[MATERIALS PROVIDED]:
PR #686, opened 2022-08-01
feat(sumologicexporter): remove setting source headers

### LINKED ISSUE #255: [sourceprocessor,sumologicexporter] Remove source templates

aboguszewski-sumo:
Resolves #255 
Ref: #685 

This PR removes the functionality of setting source headers in the `sumologic` exporter, which has been deprecated some time ago.


pkg/exporter/sumologicexporter/config.go
```diff
@@ -144,6 +132,12 @@ Please consult the changelog at https://github.com/SumoLogic/sumologic-otel-coll
 		)
 	}
 
+	if cfg.SourceCategory != "" || cfg.SourceHost != "" || cfg.SourceName != "" {
+		return fmt.Errorf(`*Deprecation warning*: setting source headers is not supported anymore.
+Please consult the changelog at https://github.com/SumoLogic/sumologic-otel-collector/releases/tag/v0.60.0-sumo-0`,
+		)
+	}
+
```
sumo-drosiek, line 140: Do we need it?

aboguszewski-sumo: I'm not sure if we really need it. I found some time ago that such warnings have been printed so I added it. 
It was also added for attribute translation and telegraf metrics translation.

sumo-drosiek, line 140: Do we need it?

sumo-drosiek: We added that because it was deprecated, now it's going to be removed :)

aboguszewski-sumo: The first such warning was this: https://github.com/SumoLogic/sumologic-otel-collector/blob/19c766e288aacae3e1a757a74a87ffc6a824af8b/pkg/exporter/sumologicexporter/config.go#L128-L134

swiatekm-sumo: I think this is ok, but it probably shouldn't say `deprecation warning`.

aboguszewski-sumo: @sumo-drosiek @swiatekm-sumo what's the conclusion then? I'm not against any of the options, but if we don't want it here, we should probably also remove these warnings for other deleted options.

sumo-drosiek: @swiatekm-sumo we can do that

sumo-drosiek (approved):

PR #693, opened 2022-08-03
feat(build): validate FIPS mode at build time and runtime

swiatekm-sumo:
This adds an additional file to the main package which:
1. Imports a module that is supposed to guarantee that we're always running in FIPS mode: https://go.googlesource.com/go/+/dev.boringcrypto/src/crypto/tls/fipsonly/fipsonly.go
2. Adds an init check for whether we're using BoringSSL and prints a log line if so

It's not clear whether this is a good enough solution to attest that we're running in FIPS mode. Maybe we should also add a test that tries to use a FIPS-incompatible cipher for TLS and fails?

### DIFF
--- a/CHANGELOG.md
+++ b/CHANGELOG.md
@@ -10,6 +10,7 @@ and this project adheres to [Semantic Versioning](https://semver.org/spec/v2.0.0
 ### Added
 
 - feat: add glob config provider [#713]
+- feat(build): validate FIPS mode at build time and runtime [#693]
 
 ### Changed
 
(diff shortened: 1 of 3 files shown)


kkujawa-sumo (approved):

sumo-drosiek (approved):
> Maybe we should also add a test that tries to use a FIPS-incompatible cipher for TLS and fails?

That would be nice, but I think it can be done as separate PR

swiatekm-sumo:
> > Maybe we should also add a test that tries to use a FIPS-incompatible cipher for TLS and fails?
> 
> That would be nice, but I think it can be done as separate PR

I actually checked this, and it requires doing a more involved integration test - we'd need to start the collector with a receiver/exporter and make assertions about what they send over TLS.

sumo-drosiek:
> > > Maybe we should also add a test that tries to use a FIPS-incompatible cipher for TLS and fails?
> > 
> > 
> > That would be nice, but I think it can be done as separate PR
> 
> I actually checked this, and it requires doing a more involved integration test - we'd need to start the collector with a receiver/exporter and make assertions about what they send over TLS.

So, let's create an issue :sweat_smile:

PR #694, opened 2022-08-04
docs(readme): add a table with supported OS and architectures

### LINKED ISSUE #682: Add a nice arch/OS support matrix
Right now we only have instructions for all the different OS/arch combinations in the README. We should have that information organized in a support matrix so it's easy for users to tell at first glance what exactly is supported.

aboguszewski-sumo:
Resolves #682


kkujawa-sumo (approved):

aboguszewski-sumo:
@swiatekm-sumo could you check if this resolves the issue?

swiatekm-sumo (approved):

PR #697, opened 2022-08-05
docs(sumologicextension): add information about running the collector as systemd service

### LINKED ISSUE #683: Document running as a systemd service
Notably, systemd services are often run as users without a home folder, which causes the extension to not save local credentials. At minimum we should make it clear in the documentation that the user needs a home folder, or the credential store location should be explicitly set to some other location.

aboguszewski-sumo:
Resolves #683

### DIFF
--- a/docs/Configuration.md
+++ b/docs/Configuration.md
@@ -6,6 +6,7 @@
   - [Basic configuration for traces](#basic-configuration-for-traces)
   - [Putting it all together](#putting-it-all-together)
 - [Authentication](#authentication)
+  - [Running the collector as systemd service](#running-the-collector-as-systemd-service)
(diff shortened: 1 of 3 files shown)


swiatekm-sumo (commented):
I would make these separate sections, or at least make the note more visible. As is, it's very easy to miss.

jspaleta:
One more change to consider, update the systemd section in Installation.md and have the user confirm that the opentelemetry user has a home directory defined and if not explicitly set a directory for storing the creds in the otel config.

If for some reason the user's system already has an opentelemetry user defined without a home directory the user creation instructions won't generate a home directory.

swiatekm-sumo (approved):

PR #76, opened 2022-10-28
Revert bogus commits

klochowicz:
I've noticed a couple of commits that raised my eyebrows. I decided to revert them, as I could not see a clear reason for their existence.
- dprint addition - we already had it, it's pointless to copy an additional one from ItchySats.
- moving ffi bindings - there's no need to depart from convention, and it raises clippy warning ("module inception"). @holzeis if I missed something in this one, please feel free to submit this one again, with some description why is this important!


klochowicz:
This cleanup was the last commit I've borsed without explicit approval. I'm sorry if I started an anti-pattern, if I hadn't merged without approvals first, @holzeis probably wouldn't either.
I hope we can all just wait for reviews now when the project is sallet up ☺️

[PROBLEM]: Every line containing the string "opentelemetry" is required; copy each such line from the data.

[EXERCISE SOLUTION]:
One more change to consider, update the systemd section in Installation.md and have the user confirm that the opentelemetry user has a home directory defined and if not explicitly set a directory for storing the creds in the otel config.
If for some reason the user's system already has an opentelemetry user defined without a home directory the user creation instructions won't generate a home directory.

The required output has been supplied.